# Tutorial: Optimizing Lattice

Generate a PolyNURBS from an optimized shape, then run and review a lattice optimization.

In this lesson, you will:

- Run an initial topology optimization
- Generate a PolyNURBS from an optimized shape
- Set the element size for the new design space
- Run a lattice optimization
- Review lattice results

## Overview

Lattice structures typically consist of different types of cells. In Altair Inspire, each beam can be optimized, filling your design space with an optimized lattice structure rather than repetitive patterns. It only works on solids, and design spaces have to be separated with non-design space.

While unique to 3D printing, lattice structures bear several desirable characteristics from a design perspective. Due to the large network of structural members, optimized lattice designs tend to exhibit better stability and more desirable thermal behavior. They also have desirable weight characteristics, and are used as an approach to target weight reduction. Lattice designs are particularly well-suited to biomedical applications such as implants, as the porous nature of the structure facilitates bone and tissue growth.

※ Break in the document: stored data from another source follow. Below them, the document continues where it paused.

PR #44, opened 2021-03-29
Move `DiffEqScaledOperator`

SebastianM-C:
As a continuation from https://github.com/SciML/SciMLBase.jl/pull/41#issuecomment-808957928

This moves the following from DiffEqOperators
- DiffEqScaledOperator
- AbstractDiffEqCompositeOperator (since it was required by subtyping)
- update_coefficients!
- getops (since it was needed for other functions)
- Base and LinearAlgebra overloads for DiffEqScaledOperator

This should be tested together with https://github.com/SciML/DiffEqOperators.jl/pull/363

### DIFF
--- a/src/SciMLBase.jl
+++ b/src/SciMLBase.jl
@@ -444,6 +444,11 @@ abstract type AbstractDiffEqLinearOperator{T} <: AbstractDiffEqOperator{T} end
 
 """
 $(TYPEDEF)
+"""
+abstract type AbstractDiffEqCompositeOperator{T} <: AbstractDiffEqLinearOperator{T} end
+
+"""
+$(TYPEDEF)
 
 Base for types defining SciML functions.
 """
@@ -488,9 +493,9 @@ include("scimlfunctions.jl")
 include("alg_traits.jl")
 
 include("operators/operators.jl")
+include("operators/basic_operators.jl")
 include("operators/diffeq_operator.jl")
 include("operators/common_defaults.jl")
-include("operators/basic_operators.jl")
 
 include("problems/problem_utils.jl")
 include("problems/discrete_problems.jl")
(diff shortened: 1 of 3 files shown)


SebastianM-C:
There seems to be an ambiguity after the move with `ldiv!`
```julia
problems = detect_ambiguities(SciMLBase)
1-element Vector{Tuple{Method, Method}}:
 (ldiv!(Y::AbstractVecOrMat{T} where T, L::SciMLBase.AbstractDiffEqLinearOperator, B::AbstractVecOrMat{T} where T) in SciMLBase at C:\Users\sebastian\.julia\dev\SciMLBase\src\operators\common_defaults.jl:19, ldiv!(Y::AbstractArray, L::DiffEqScaledOperator, B::AbstractArray) in SciMLBase at C:\Users\sebastian\.julia\dev\SciMLBase\src\operators\diffeq_operator.jl:116)
```
In the case of the default fallback we have
```julia
LinearAlgebra.ldiv!(Y::AbstractVecOrMat, L::AbstractDiffEqLinearOperator, B::AbstractVecOrMat) =
  ldiv!(Y, convert(AbstractMatrix,L), B)
```
while for the specialized operator we have
```julia
LinearAlgebra.ldiv!(Y::AbstractArray, L::DiffEqScaledOperator, B::AbstractArray) =
  lmul!(1/L.coeff, ldiv!(Y, L.op, B))
```

The problem comes from the fact that the default fallback is more specific on the `Y` and `B` arguments than the specialized `ldiv!` on `DiffEqScaledOperator`.

Should I restrict the definition in the specialized method to `AbstractVecOrMat` or should the generic fallback accept `AbstractArray`s?

SebastianM-C:
The `OrdinaryDiffEq` integration test fails due to the removal of the `op(α::Number, L::Operator)` fallback.
https://github.com/SciML/SciMLBase.jl/pull/44/checks?check_run_id=2223664193#step:6:660

ChrisRackauckas:
https://github.com/SciML/OrdinaryDiffEq.jl/blob/master/src/derivative_utils.jl#L506-L507

This should probably be explicitly concretizing

SebastianM-C:
@ChrisRackauckas I added the default fallback for `DiffEqArrayOperator` and removed the `ldiv!` fallback that caused the ambiguities. Locally tests seem to pass, but I'm not sure if removing the `ldiv!` fallback doesn't cause any downstream problems (CI should tell us about that).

A lattice structure occupying the same design space as a solid structure will be less stiff and have higher stresses. For this reason, it is often necessary to set your design requirements more conservatively than you normally would for a traditional topology optimization. It is not uncommon for displacements and stresses to be five to ten times greater in a lattice structure compared to that of a solid structure occupying the same region. As it is not always possible to have an accurate estimate of the degradation, it may be necessary to start the optimization with increasingly strict constraints before a desired result from the lattice optimization is obtained.

## Run Topology Optimization

First, let's run an initial topology optimization on the design space of our example model. We'll use a stress constraint five times the desired performance for the final design, as the lattice occupying the optimal topology will have increased stress and displacement.

## Run Analysis on the Optimized Result

Next, reanalyze the optimized result at different thresholds until the displacement at the load point is less than 0.02 mm (a fifth of the ultimate target).

## Generate a PolyNURBS Part from the Optimized Result

Use the PolyNURBS tools to create a new design space based on the topology results generated. (To skip this step, load the 2.0_hanger_lattice_PN.stmod file from the Demo Browser and proceed to step 5.)

## Turn Off Autocalculate Element Size

The target lattice length is often larger than the ideal element size for the non-design parts. So before running the lattice optimization, we'll turn off Autocalculate Element Size in the Property Editor.

## Set Up and Run Lattice Optimization

Now we'll run a lattice optimization. (To skip this step, load the 3.0_lattice_hanger_PN_RUN.stmod file from the Demo Browser and proceed to step 7.)

## Review the Lattice Optimization Results

Review the results of the lattice optimization run in the previous step. Lattice optimization results appear in the Analysis Explorer rather than the Shape Explorer.